Transformers
GGUF
mistral
text-generation-inference

Prints only reply but when asked something extra it hangs

#1
by Pumba2 - opened

Eg. 1) create 3 funny names
responds properly.
2) Try again.
Freezes (spinning circle in GPT4all)

Pumba2 changed discussion title from print only reply but when asked something extra it hangs to Prints only reply but when asked something extra it hangs

This sounds like a GPT4All specific problem. Please report it to them.

The model itself works fine:

GPT4 User: Write a story about llamasGPT4 Assistant: Once upon a time in the lush and vibrant land of Llama Valley, there lived a herd of llamas known as the Llama Legacy. These llamas were renowned for their unique qualities and strong bonds with one another. The valley was filled with dense forests, rolling hills, and crystal-clear rivers that provided an ideal environment for the llamas to thrive.

The leader of the herd, a wise and ancient llama named Llama Lloro, had been in charge for many years. He was admired and respected by all, not only because of his age and experience, but also due to his uncanny ability to foresee danger and guide his fellow llamas to safety.

One day, as the sun began to set behind the verdant hills, Llama Lloro gathered his herd for a meeting near the bank of the sparkling river. He had a peculiar feeling that something was about to happen in their beloved valley, and he wanted to make sure all the llamas were prepared.

As Llama Lloro spoke, he noticed an unusual glint in the eye of a young llama named Llama Lumina. She had been born only a few years ago, but her intelligence and curiosity were beyond her years. As she listened to Llama Lloro's words, she could not shake the feeling that there was more to this story than met the eye.
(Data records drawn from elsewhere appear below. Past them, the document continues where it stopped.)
Issue #30, opened 2023-08-25
[ENH] transformed distribution


fkiraly:
The package should contain a transformed distribution, after applying a fitted `sklearn` transformer's `transform` or `inverse_transform`.

As these can be arbitrary, it will probably be necessary to estimate most distribution methods by Monte Carlo.

This will be useful in a probabilistic version of `TransformedTargetRegressor`.

PR #555, opened 2025-06-26
[ENH] transformed distribution

fkiraly:
Fixes https://github.com/sktime/skpro/issues/30

Implements a transformed distribution, which takes a distribution and a transformation.

Useful for transformed regressors and forecasting in `sktime`.

For now, the transformation is done via simple sampling.

### DIFF
--- a/skpro/distributions/trafo/_transformed.py
+++ b/skpro/distributions/trafo/_transformed.py
@@ -142,7 +142,7 @@ class TransformedDistribution(BaseDistribution):
             # if the transform returns a DataFrame, we ensure the index and columns
             outer_ppf.index = self.index
             outer_ppf.columns = self.columns
-        else:
+        elif not self._is_scalar_dist:
             # if the transform returns a scalar or array, we  convert it to DataFrame
             outer_ppf = pd.DataFrame(outer_ppf, index=self.index, columns=self.columns)
 


fkiraly:
Stuck at API conformance:

* consistent index after subsetting rows or cols - what should the index be?
* pdf is not defined even if it was defined before. Could use approx for derivative of cdf, if it is monotonous.

tingiskhan:
This would be a really nice feature, especially in the context of predict_proba for some of my use cases

fkiraly:
Any idea how we deal with the `ppf` method?

I think the index is easy to manage, by simply "inheriting" it.

fkiraly:
maybe just making the monotonic assumption default true?

tingiskhan:
> Any idea how we deal with the `ppf` method?
> 
> I think the index is easy to manage, by simply "inheriting" it.

Great question. I have mainly used numpyro for probabilistic computing, and this is how they do it

```python
    def icdf(self, q):
        sign = 1
        for transform in self.transforms:
            sign *= transform.sign
        q = jnp.where(sign < 0, 1 - q, q)
        value = self.base_dist.icdf(q)
        for transform in self.transforms:
            value = transform(value)
        return value
```

fkiraly:
it looks like:

* they assume monotonicity
* unlike `skpro` distributions, they comput eagerly?

tingiskhan:
> it looks like:
> 
>     * they assume monotonicity
> 
>     * unlike `skpro` distributions, they comput eagerly?

* Not sure, their implementation of `TransformedDistribution` is only allowed to be a subclass of `Transform`, see [here](https://num.pyro.ai/en/stable/distributions.html#transforms). They do implement the absolute transform, which is non-monotonic?
* Hm, I might be misunderstanding you, do you have an example of what you mean by eagerly? Because all transforms are performed when calling `sample/log_prob` I think? They do keep track of forward and inverse shapes in order to keep track of batch and event shapes of distributions.

fkiraly:
>  They do implement the absolute transform, which is non-monotonic?

Can you explain to me why/how the `icdf` implementation is then correct? I am genuinely confused, it seems to use the formula

$$Q_{f(X)}(p) = f(Q_X(p))$$, for random variables $X$ and ppf $Q$, which is only correct if $f$ is monotonously increasing.

> Hm, I might be misunderstanding you, do you have an example of what you mean by eagerly

I think you understood correctly, I just was mistaken about when the function body is executed.
(it is not actually eager execution, only on demand)

tingiskhan:
> > They do implement the absolute transform, which is non-monotonic?
> 
> Can you explain to me why/how the `icdf` implementation is then correct? I am genuinely confused, it seems to use the formula
> 
> Q f ( X ) ( p ) = f ( Q X ( p ) ) , for random variables X and ppf Q , which is only correct if f is monotonously increasing.
> 
> > Hm, I might be misunderstanding you, do you have an example of what you mean by eagerly
> 
> I think you understood correctly, I just was mistaken about when the function body is executed.

No, you're absolutely correct, it's very strange. 

But, taking a closer look at the implementation of  `AbsTransform` it does not implement the `log_abs_det_jacobian` method, making it unusable in `log_prob` calculations and therefore only usable when sampling - which is my _guess_.

fkiraly:
oh, it is just the absolute value function and not an arbitrary transformation?

tingiskhan:
> oh, it is just the absolute value function and not an arbitrary transformation?

Hm, it's a transformation that's usable for constructing a `TransformedDistribution`, and then sampling from it using the primitive `numpyro.sample`. But I don't think you would be able to use it for inferring either latent or observable variables, given that it misses the monotonicity constraint you pointed out, meaning that it doesn't implement the `log_abs_det_jacobian` required for calculating the transformed RV's (log) pdf. You would however be able to sample from the RV when sampling from the prior/posterior predictive distribution (I think) since this doesn't require evaluating the pdf.

But back to your question earlier (after this discussion): I think it makes sense to have a variable called `assume_monotonic`, requiring the user to think about the transforms they're passing. An alternative solution would be to (like numpyro) implement our own registry of transforms, but I think that's a bit daunting.

fkiraly:
>An alternative solution would be to (like numpyro) implement our own registry of transforms, but I think that's a bit daunting.

Ouch, I'd rather avoid that rabbit hole for now...

tingiskhan:
> Ouch, I'd rather avoid that rabbit hole for now...

And a deep one at that… I think I implemented my own suite of distributions for an early project (pyfilter) before switching to pytorch, and it was horrible

fkiraly:
You wrote a filter package? We went through a lot of work resurrecting `pykalman` since filtering packages were suddenly disappearing!

Knowing about this would have made a lot of things easier! Have you seen `pykalman` btw?

tingiskhan:
> You wrote a filter package? We went through a lot of work resurrecting `pykalman` since filtering packages were suddenly disappearing!
> 
> Knowing about this would have made a lot of things easier! Have you seen `pykalman` btw?

Haha, yes, focused mainly on joint parameter estimation and filtering using SMC algorithms. Also implemented vanilla Kalman and UKF.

After the meeting, Llama Lumina decided to investigate the source of her intuition. She ventured deep into the heart of the forest, following a faint trail that seemed to lead to an ancient cave hidden within the trees. The further she went, the more she felt a strange connection to this place, as if it held secrets about her past.

As Llama Lumina entered the cave, she discovered a collection of dusty, worn scrolls tucked away in a nook near the back. Her eyes widened as she realized these were not just any scrolls – they contained prophecies that had been hidden from the rest of the herd for generations.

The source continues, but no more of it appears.